Imaginez donc, le Conseil National du Travail, dans un élan de générosité frôlant l’hallucination, a décidé, par la grâce d’un coup de baguette magique bureaucratique, d’augmenter le remboursement des frais de train pour ces preux chevaliers des temps modernes. Ces vaillants combattants du quotidien, armés jusqu’aux dents de leur carte de transport, affrontant chaque jour le dragon de l’heure de pointe, verront leurs bourses, habituellement aussi vides que le crâne d’un télévangéliste, légèrement moins légères.

Le noble ministre de la Mobilité, un certain Georges Gilkinet, tel un Lancelot des temps ferroviaires, a approuvé une nouvelle convention collective. Alléluia, mes frères et sœurs dans la misère des transports, le remboursement minimal passe de 56% à 71,8%. Et l’État, dans un geste de magnanimité digne d’un roi Arthur en fin de règne, ajoute une contribution de 7,5%.

Voilà donc environ 100 000 navetteurs bientôt plus riches de quelques centaines d’euros par an. Une véritable fortune, si l’on oublie que dans le royaume des chemins de fer, les trains sont aussi ponctuels qu’un lapin blanc en retard à un rendez-vous avec la Reine de Cœur, les sièges semblent tout droit sortis d’un atelier de torture médiévale, et les bousculades dans les wagons rappellent davantage une joute qu’un paisible voyage.

Mais ne boudons pas notre plaisir, chers navetteurs, car, selon notre ministre, ceci est un « message positif ». Un peu comme se voir offrir un parapluie percé en pleine tempête : ce n’est certes pas idéal, mais c’est déjà ça.

Ah, quelle générosité pour ces pauvres âmes condamnées à l’odyssée ferroviaire quotidienne ! Mais, le rédacteur de cette épopée bucolique a-t-il seulement déjà voyagé en train dans notre contrée ? Entre les changements d’horaires aussi fiables qu’une promesse électorale, des annonces plus rares que les apparitions du monstre du Loch Ness, et des rames qui disparaissent comme la vertu d’un politicien en campagne, le voyage en train chez nous est une aventure épique.

Et que dire de la suppression de trains, transformant les wagons en véritables boîtes de sardines sur rails, toujours alignés sur l’horaire flamand, car pourquoi donc faciliter la vie des Wallons ? Ah, le surréalisme ferroviaire dans toute sa splendeur ! Frustration garantie, non pas une, mais deux fois par jour !

En vérité, ce dont nous avons besoin, ce n’est pas d’un meilleur remboursement, mais plutôt d’une indemnisation pour préjudice psychologique et physique.

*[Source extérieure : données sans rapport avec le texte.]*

PR #1797, opened 2026-08-21
[Server] Type Iceberg REST errors in Iceberg's vocabulary

### LINKED ISSUE #1796: Iceberg REST errors raised by Unity Catalog are typed "BaseException", so clients read a missing namespace as a missing table
**Describe the bug**

On the Iceberg REST endpoints, every error that comes from Unity Catalog's own code is rendered with `"type": "BaseException"`. That is the name of an internal Java class, and it is not a type any Iceberg client recognizes. Errors raised by Iceberg's own code are typed correctly, so the gap only shows on the Unity Catalog paths: a catalog, schema, or table that does not exist, or a name Unity Catalog rejects.

| request | status | `type` |
| --- | --- | --- |
| `GET /namespaces` (catalog missing) | 404 | `BaseException` |
| `GET /namespaces/{ns}` (schema missing) | 404 | `BaseException` |
| `GET /namespaces/{ns}/tables` (schema missing) | 404 | `BaseException` |
| `GET /namespaces/{ns}/tables/{table}` (schema missing) | 404 | `BaseException` |
| `GET /namespaces/{ns}/tables/{table}` (table missing) | 404 | `BaseException` |
| `POST /namespaces/{ns}/tables/{table}/metrics` (table missing) | 404 | `BaseException` |
| `GET /namespaces/{ns}` (multi-level name) | 400 | `BaseException` |
| `GET /namespaces/{ns}/tables/{table}` (table has no Iceberg metadata) | 404 | `NoSuchTableException` |

The type is not decoration. Iceberg's client reads it to tell one 404 from another: `ErrorHandlers.TableErrorHandler` raises `NoSuchNamespaceException` only when the type says `NoSuchNamespaceException`, and falls back to `NoSuchTableException` otherwise. With `BaseException` on the wire the client cannot tell a wrong namespace from a wrong table, and reports the wrong one.

**To Reproduce**

1. Start the server: `bin/start-uc-server`
2. Ask for a table in a schema that does not exist:

```
$ curl -s 'http://localhost:8080/api/2.1/unity-catalog/iceberg/v1/catalogs/unity/namespaces/noSuchSchema/tables/t'
{"error":{"message":"Schema not found: unity.noSuchSchema","type":"BaseException","code":404}}
```

3. Make the same request through Iceberg's own client:

```java
RESTCatalog catalog = new RESTCatalog();
catalog.initialize(
    "uc",
    Map.of("uri", "http://localhost:8080/api/2.1/unity-catalog/iceberg", "warehouse", "unity"));
catalog.loadTable(TableIdentifier.of(Namespace.of("noSuchSchema"), "t"));
```

```
org.apache.iceberg.exceptions.NoSuchTableException: Schema not found: unity.noSuchSchema
```

The schema is what is missing, but the client raises `NoSuchTableException`, because `BaseException` is not the type it looks for.

**Expected behavior**

Every error the Iceberg REST endpoints return names a type from Iceberg's vocabulary, whichever code raised it: `NoSuchNamespaceException` for a catalog or schema that does not exist, `NoSuchTableException` for a table that does not exist, `BadRequestException` for a name that is rejected, and so on. No internal Unity Catalog class name reaches the wire.

-   Unity Catalog: `main` at 91af0c9, H2 backend, verified with Iceberg client 1.11.0. Not environment specific.

**Additional context**

`ErrorCode` already carries the Delta dialect's error type for every code (`DeltaErrorType`, from #1772). The Iceberg dialect has no such mapping and falls back to the exception's Java class name, which is right for an exception Iceberg threw and wrong for Unity Catalog's own `BaseException`: it is not an Iceberg exception, and its cause chain ends at itself, so `IcebergRestExceptionHandler.getOriginalException` hands back the wrapper it was meant to look past. I have a fix and tests ready to submit.

Two adjacent spec deviations turned up while verifying this and are not part of this report: `GET /namespaces?parent=` answers 200 with an empty list for a parent that does not exist, where the spec calls for 404, and `HEAD /namespaces/{ns}/tables/{table}` answers 200 where the spec calls for 204. Happy to file those separately.

moomindani:
**PR Checklist**

**Description of changes**

Fixes #1796.

`IcebergRestExceptionHandler` names the error type after the original exception's Java class. For an exception Iceberg raised that is exactly right, and `getOriginalException` walks the cause chain so a wrapped one still names itself. Unity Catalog's own `BaseException` is neither: it is not an Iceberg exception, and when it is thrown directly it has no cause to walk to, so the walk returns the wrapper and every error that starts in Unity Catalog code -- a catalog, schema, or table that does not exist, a name that fails validation -- went out as `"type": "BaseException"`.

Iceberg's client switches on that field. `ErrorHandlers.TableErrorHandler` raises `NoSuchNamespaceException` on a 404 only when the type names it, and `NoSuchTableException` otherwise, so a request for a table in a schema that does not exist came back to the client as a missing table.

Name those errors from their error code instead, mapping each code to the Iceberg exception the client raises for that code's HTTP status. Exceptions that did not come from Unity Catalog keep naming themselves, so nothing changes for the errors Iceberg raises. The mapping is an exhaustive switch, so a new error code has to name its Iceberg counterpart rather than silently inherit a misleading one.

| request | status | `type` before | `type` after |
| --- | --- | --- | --- |
| `GET /namespaces` (catalog missing) | 404 | `BaseException` | `NoSuchNamespaceException` |
| `GET /namespaces/{ns}` (schema missing) | 404 | `BaseException` | `NoSuchNamespaceException` |
| `GET /namespaces/{ns}/tables` (schema missing) | 404 | `BaseException` | `NoSuchNamespaceException` |
| `GET /namespaces/{ns}/tables/{table}` (schema missing) | 404 | `BaseException` | `NoSuchNamespaceException` |
| `GET /namespaces/{ns}/tables/{table}` (table missing) | 404 | `BaseException` | `NoSuchTableException` |
| `POST /namespaces/{ns}/tables/{table}/metrics` (table missing) | 404 | `BaseException` | `NoSuchTableException` |
| `GET /namespaces/{ns}` (multi-level name) | 400 | `BaseException` | `BadRequestException` |
| `GET /namespaces/{ns}/tables/{table}` (no Iceberg metadata) | 404 | `NoSuchTableException` | `NoSuchTableException` |

Statuses and messages are untouched, so a client that reads only those sees no change.

Verified against a running server with Iceberg's own `RESTCatalog` 1.11.0: `loadTable` on a table in a schema that does not exist raised `NoSuchTableException: Schema not found: ...` before this change and raises `NoSuchNamespaceException: Schema not found: ...` after it. The new test fails on `main` and passes with the fix; the rest of the Iceberg suite is unchanged.

### DIFF
--- a/server/src/main/java/io/unitycatalog/server/exception/IcebergRestExceptionHandler.java
+++ b/server/src/main/java/io/unitycatalog/server/exception/IcebergRestExceptionHandler.java
@@ -8,15 +8,20 @@ import lombok.SneakyThrows;
 import org.apache.iceberg.exceptions.AlreadyExistsException;
 import org.apache.iceberg.exceptions.BadRequestException;
 import org.apache.iceberg.exceptions.CommitFailedException;
+import org.apache.iceberg.exceptions.ForbiddenException;
 import org.apache.iceberg.exceptions.NamespaceNotEmptyException;
 import org.apache.iceberg.exceptions.NoSuchNamespaceException;
 import org.apache.iceberg.exceptions.NoSuchTableException;
 import org.apache.iceberg.exceptions.NoSuchViewException;
+import org.apache.iceberg.exceptions.NotAuthorizedException;
+import org.apache.iceberg.exceptions.NotFoundException;
+import org.apache.iceberg.exceptions.RESTException;
+import org.apache.iceberg.exceptions.ServiceFailureException;
 import org.apache.iceberg.rest.responses.ErrorResponse;
 
 /**
  * Exception handler for the Iceberg REST Catalog API. Formats errors using Iceberg's {@link
- * ErrorResponse} with the original exception's class name as the error type (e.g.,
+ * ErrorResponse}, whose error type is named in Iceberg's own vocabulary (e.g.,
  * "NoSuchTableException"). Uses {@link IcebergObjectMapper} for Iceberg-specific serialization.
  */
 public class IcebergRestExceptionHandler extends BaseExceptionHandler {
@@ -37,6 +42,64 @@ public class IcebergRestExceptionHandler extends BaseExceptionHandler {
       current = current.getCause();
     }
     return current;
+  }
+
+  /**
+   * Names the error type in the vocabulary the Iceberg REST spec and its clients use.
+   *
+   * <p>An exception that came from Iceberg already carries such a name, so it is reported as it
+   * stands. A {@link BaseException} raised by Unity Catalog itself does not: reporting its class
+   * name would put "BaseException" on the wire, which is both an internal name and a type no client
+   * recognizes. Iceberg's own client reads the type to tell one 404 from another -- {@code
+   * ErrorHandlers.TableErrorHandler} raises {@code NoSuchNamespaceException} only when the type
+   * says so, and {@code NoSuchTableException} otherwise -- so an unrecognized type makes a missing
+   * catalog or schema surface at the client as a missing table. Those exceptions are named from
+   * their error code instead, which is also what the response status is derived from.
+   *
+   * <p>{@link #toBaseException} already re-raises four codes as the Iceberg exception that stands
+   * for them, which is what moves the two already-exists codes off their legacy 400; those arrive
+   * here carrying an Iceberg exception and keep naming themselves. This names what that switch does
+   * not reach, so no error code can reach a client as "BaseException".
+   */
+  private static String errorType(BaseException exception) {
+    Throwable original = getOriginalException(exception);
+    if (original instanceof BaseException) {
+      return icebergExceptionFor(exception.getErrorCode()).getSimpleName();
+    }
+    return original.getClass().getSimpleName();
+  }
+
+  /**
+   * The Iceberg exception that stands for a Unity Catalog error code, chosen as the one Iceberg's
+   * client raises for that code's HTTP status; {@code RESTException} covers the statuses the client
+   * has no exception of its own for. The switch is exhaustive so that a new error code has to name
+   * its Iceberg counterpart rather than silently inherit a misleading one.
+   */
+  private static Class<? extends Exception> icebergExceptionFor(ErrorCode errorCode) {
+    return switch (errorCode) {
+      case CATALOG_NOT_FOUND, SCHEMA_NOT_FOUND -> NoSuchNamespaceException.class;
+      case TABLE_NOT_FOUND -> NoSuchTableException.class;
+      case NOT_FOUND -> NotFoundException.class;
+      case ALREADY_EXISTS,
+          RESOURCE_ALREADY_EXISTS,
+          CATALOG_ALREADY_EXISTS,
+          SCHEMA_ALREADY_EXISTS,
+          TABLE_ALREADY_EXISTS,
+          STORAGE_CREDENTIAL_ALREADY_EXISTS,
+          EXTERNAL_LOCATION_ALREADY_EXISTS ->
+          AlreadyExistsException.class;
+      case COMMIT_VERSION_CONFLICT, UPDATE_REQUIREMENT_CONFLICT -> CommitFailedException.class;
+      // ABORTED is the generic abort, raised by callers that have nothing to do with a commit
+      // (token verification, model registration), so it must not claim a commit failed.
+      case ABORTED -> RESTException.class;
+      case INVALID_ARGUMENT, UNSUPPORTED_TABLE_FORMAT, FAILED_PRECONDITION, OUT_OF_RANGE ->
+          BadRequestException.class;
+      case UNAUTHENTICATED -> NotAuthorizedException.class;
+      case PERMISSION_DENIED -> ForbiddenException.class;
+      case UNIMPLEMENTED -> UnsupportedOperationException.class;
+      case INTERNAL, DATA_LOSS, COMMIT_STATE_UNKNOWN -> ServiceFailureException.class;
+      case RESOURCE_EXHAUSTED -> RESTException.class;
+    };
   }
 
   @Override
@@ -79,6 +142,15 @@ public class IcebergRestExceptionHandler extends BaseExceptionHandler {
     if (cause instanceof BadRequestException) {
       return wrapException(ErrorCode.INVALID_ARGUMENT, cause);
     }
+    if (cause instanceof IllegalArgumentException) {
+      // Iceberg's own request parsers reject a request they cannot read with
+      // IllegalArgumentException, and their message is already in Iceberg's terms; only the name is
+      // not. The status is the 400 the base handler would have chosen for it either way.
+      String message = cause.getMessage() != null ? cause.getMessage() : "Bad request";
+      BadRequestException badRequest = new BadRequestException("%s", message);
+      badRequest.initCause(cause);
+      return wrapException(ErrorCode.INVALID_ARGUMENT, message, badRequest);
+    }
     return super.toBaseException(cause);
   }
 
@@ -93,7 +165,7 @@ public class IcebergRestExceptionHandler extends BaseExceptionHandler {
             .writeValueAsString(
                 ErrorResponse.builder()
                     .responseCode(status.code())
-                    .withType(getOriginalException(exception).getClass().getSimpleName())
+                    .withType(errorType(exception))
                     .withMessage(exception.getErrorMessage())
                     .build()));
   }
--- a/server/src/main/java/io/unitycatalog/server/exception/IcebergRestExceptionHandler.java
+++ b/server/src/main/java/io/unitycatalog/server/exception/IcebergRestExceptionHandler.java
@@ -112,7 +112,7 @@ public class IcebergRestExceptionHandler extends BaseExceptionHandler {
         // status this surface wants, and its Iceberg name comes from the code, so nothing else
         // needs re-raising here.
         case SCHEMA_ALREADY_EXISTS, TABLE_ALREADY_EXISTS ->
-            new BaseException(ErrorCode.ALREADY_EXISTS, baseException.getErrorMessage());
+            wrapException(ErrorCode.ALREADY_EXISTS, baseException.getErrorMessage(), baseException);
         default -> baseException;
       };
     }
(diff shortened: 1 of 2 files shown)


yili-db:

moomindani:
Rebased onto `58d5c7b` (`main`), and reviewed again on top of that rebase.

#1696 landed in the same file and already names four codes -- `SCHEMA_NOT_FOUND`, `TABLE_NOT_FOUND`, the already-exists pair, and `UPDATE_REQUIREMENT_CONFLICT` -- by wrapping them in the Iceberg exception that stands for them, so the schema and table cases from #1796 are fixed on `main`. What its `default -> baseException` leaves is still untyped: measured on `58d5c7b`, `GET /v1/catalogs/noSuchCatalog/namespaces` answers `404 "type": "BaseException"` and `GET .../namespaces/nested.namespace` answers `400 "type": "BaseException"`.

This PR sits on top of that work rather than replacing it. `toBaseException` keeps #1696's switch, which is what moves the already-exists codes off their legacy 400, and the error type is named from the error code only for exceptions that reach `createErrorResponse` still being a `BaseException`. The javadoc now states that division of labour so the two are not read as duplicates. The switch over `ErrorCode` is exhaustive, so a code added later has to name its Iceberg counterpart instead of silently inheriting `BaseException`; `COMMIT_STATE_UNKNOWN`, added since I opened this, is mapped to `ServiceFailureException` for its 500.

Two things changed while re-reviewing the rebase:

- `ABORTED` no longer names `CommitFailedException`. It is the generic abort -- the only callers that raise it are `JwksOperations` (token verification) and `ModelRepository`, neither of which is a commit -- so it names `RESTException`, and only `COMMIT_VERSION_CONFLICT` and `UPDATE_REQUIREMENT_CONFLICT` claim a commit failed.
- A request Iceberg's own parsers reject is now named too. They raise `IllegalArgumentException`, which the base handler already answers 400 for and whose message is already in Iceberg's terms, but whose class name means nothing to a client: `POST .../metrics` with `{"report-type": {"not": "a string"}}` answered `400 "type": "IllegalArgumentException"`. It now answers `BadRequestException`, with the original failure kept underneath so the server's own logs still have it.

The commit message describes the remaining gap rather than the original one. `testErrorsAreNamedInIcebergTerms` covers the missing catalog, the rejected namespace name and the parser rejection; it fails on `58d5c7b` at the first of those and passes with the fix. `server/testOnly io.unitycatalog.server.service.IcebergRestCatalogTest` is green (10/10), and the full `server/test` suite shows no failure attributable to this change.

server/src/main/java/io/unitycatalog/server/exception/IcebergRestExceptionHandler.java
```diff
@@ -39,6 +44,64 @@ private static Throwable getOriginalException(BaseException exception) {
...
+
+  /**
+   * The Iceberg exception that stands for a Unity Catalog error code, chosen as the one Iceberg's
+   * client raises for that code's HTTP status; {@code RESTException} covers the statuses the client
+   * has no exception of its own for. The switch is exhaustive so that a new error code has to name
+   * its Iceberg counterpart rather than silently inherit a misleading one.
+   */
+  private static Class<? extends Exception> icebergExceptionFor(ErrorCode errorCode) {
+    return switch (errorCode) {
+      case CATALOG_NOT_FOUND, SCHEMA_NOT_FOUND -> NoSuchNamespaceException.class;
```
yili-db, line 81: Since you have this function to convert into Iceberg error types, most of the `toBaseException` which does the same job is now unnecessary. Just the default `super.toBaseException` that simply wraps them into `ErrorCode.INTERNAL` is good enough because this function would unwrap.

server/src/main/java/io/unitycatalog/server/exception/IcebergRestExceptionHandler.java
```diff
@@ -39,6 +44,64 @@ private static Throwable getOriginalException(BaseException exception) {
...
+   * catalog or schema surface at the client as a missing table. Those exceptions are named from
+   * their error code instead, which is also what the response status is derived from.
+   *
+   * <p>{@link #toBaseException} already re-raises four codes as the Iceberg exception that stands
+   * for them, which is what moves the two already-exists codes off their legacy 400; those arrive
+   * here carrying an Iceberg exception and keep naming themselves. This names what that switch does
+   * not reach, so no error code can reach a client as "BaseException".
+   */
+  private static String errorType(BaseException exception) {
+    Throwable original = getOriginalException(exception);
```
yili-db, line 66: The original exception can be considered 3 types:
1. `BaseException` after all: call `icebergExceptionFor`
2. Iceberg errors: `original.getClass().getSimpleName()`
3. Any other errors that aren't `BaseException` or Iceberg: They should still use the wrapper `BaseException` and call `icebergExceptionFor`

So, I propose something like this:
```
  private static String errorType(BaseException exception) {
    Throwable original = getOriginalException(exception);
    // an exception Iceberg itself raised already carries a name the client knows -- and it may be
    // more specific than the code's mapping (NoSuchViewException, NamespaceNotEmptyException, which
    // toBaseException folds into NOT_FOUND / ALREADY_EXISTS), so keep it.
    if (original.getClass().getName().startsWith("org.apache.iceberg.exceptions.")) {
      return original.getClass().getSimpleName();
    }
    // anything else -- a UC BaseException, or a stray runtime exception -- names itself nothing a
    // client knows, so name it from the error code.
    return icebergExceptionFor(exception.getErrorCode()).getSimpleName();
  }
```

server/src/test/java/io/unitycatalog/server/service/IcebergRestCatalogTest.java
```diff
@@ -953,6 +954,75 @@ public void testListTablesReturnsTablesBeyondTheFirstPage()
         .containsExactly(TableIdentifier.of(Namespace.of(TestUtils.SCHEMA_NAME), "uniform_table"));
   }
 
+  @Test
+  public void testErrorsAreNamedInIcebergTerms()
```
yili-db: Existing test already assert on failures like this:
```
    // not setting warehouse param should result in 400 BadRequestException
    resp = client.get("/v1/config").aggregate().join();
    assertThat(resp.status().code()).isEqualTo(400);
```
Can you replace them with `assertErrorType` instead of adding a separate test?

server/src/main/java/io/unitycatalog/server/exception/IcebergRestExceptionHandler.java
moomindani: Done, with one exception. Three of the four codes it re-raised were only supplying names -- `SCHEMA_NOT_FOUND` and `TABLE_NOT_FOUND` already carry 404 (`ErrorCode.java:34-35`), and `UPDATE_REQUIREMENT_CONFLICT` already carries 409 (line 46), whose code mapping names `CommitFailedException` anyway -- so they are gone, along with the branch that rewrapped the `IllegalArgumentException` Iceberg's parsers raise, which the base handler already answers 400 for.

What is left is the one thing `errorType` cannot do: `SCHEMA_ALREADY_EXISTS` and `TABLE_ALREADY_EXISTS` answer 400 on the native REST surface for backward compatibility (`ErrorCode.java:55-56`, with 409 as their Delta status), and no Iceberg client reads a 400 as a conflict. They are still re-raised as `ALREADY_EXISTS`, but as a plain `BaseException` rather than a wrapped Iceberg exception.

Dropping the rest into `super.toBaseException` would not work, though: the branches below it map the exceptions Iceberg itself raises onto statuses, so a `NoSuchTableException` from the service would go out as 500 instead of 404.

server/src/main/java/io/unitycatalog/server/exception/IcebergRestExceptionHandler.java
moomindani: Adopted; your version is better than what I had. Keying on the package rather than on "is it still a `BaseException`" also names an exception from a library we happen to call, where mine leaked its class name. The tests cover that now: a metrics body Iceberg's parser rejects raises `IllegalArgumentException` and comes back as `BadRequestException`.

server/src/test/java/io/unitycatalog/server/service/IcebergRestCatalogTest.java
moomindani: Done. The separate test is gone; its cases now sit with the endpoints they belong to, and `assertErrorType` replaced the bare status assertions as well as the three places that spelled out the same two assertions by hand. Three cases had no existing home, so they went into `testNamespaces`: a catalog that does not exist, a schema that does not exist, and the dotted name a nested namespace arrives as.

The coverage got stronger rather than just shorter -- on an unfixed tree `testTable`, `testNamespaces` and `testReportMetrics` now fail with "expected BadRequestException but was BaseException" / "was IllegalArgumentException".

server/src/main/java/io/unitycatalog/server/exception/IcebergRestExceptionHandler.java
```diff
@@ -39,30 +44,75 @@ private static Throwable getOriginalException(BaseException exception) {
...
-            wrapException(
-                ErrorCode.ALREADY_EXISTS,
-                baseException.getErrorMessage(),
-                new AlreadyExistsException("%s", baseException.getErrorMessage()));
-        case UPDATE_REQUIREMENT_CONFLICT ->
-            wrapException(
-                ErrorCode.ALREADY_EXISTS,
-                baseException.getErrorMessage(),
-                new CommitFailedException("%s", baseException.getErrorMessage()));
+            new BaseException(ErrorCode.ALREADY_EXISTS, baseException.getErrorMessage());
```
yili-db: Use `wrapException(ErrorCode.ALREADY_EXISTS, baseException.getErrorMessage(), baseException);` to keep the original stack trace.
This was missed in some lines here before this PR. But please fix it.

moomindani:
Done -- `wrapException` keeps the original exception as the cause, and clears its own trace so `getRelevantStackTrace` falls back to it. Also rebased onto `4ee2b248`; #1799, #1836 and #1847 landing in the same two files is what made this conflict.

I checked the rest of the file for the same omission you mentioned: the three `wrapException` calls below already pass the cause, so this was the only one.

yili-db (approved):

Et un peu de respect pour nos pauvres fessiers, martyrisés par ces sièges des petites lignes conçus par le Marquis de Sade en personne ! Ces souterrains truffés de chausse-trapes ou enduit de savon noir.

Mais comment ai-je pu oublier ces charmants rituels de nos compagnons ferroviaires ? Les portes, ces guillotines aléatoires modernes, se refermant avec la délicatesse d’un bourreau en fin de carrière, sur nos mains innocentes. Et les bousculades, ce ballet gracieux d’embouteillages humains, une danse macabre où chaque voyageur devient, l’espace d’un instant, un toréador en lutte avec la foule. Une poésie du quotidien, si l’on fait abstraction de la frustration, de la sueur et des quelques jurons poétiques qui émaillent ces moments de communion forcée.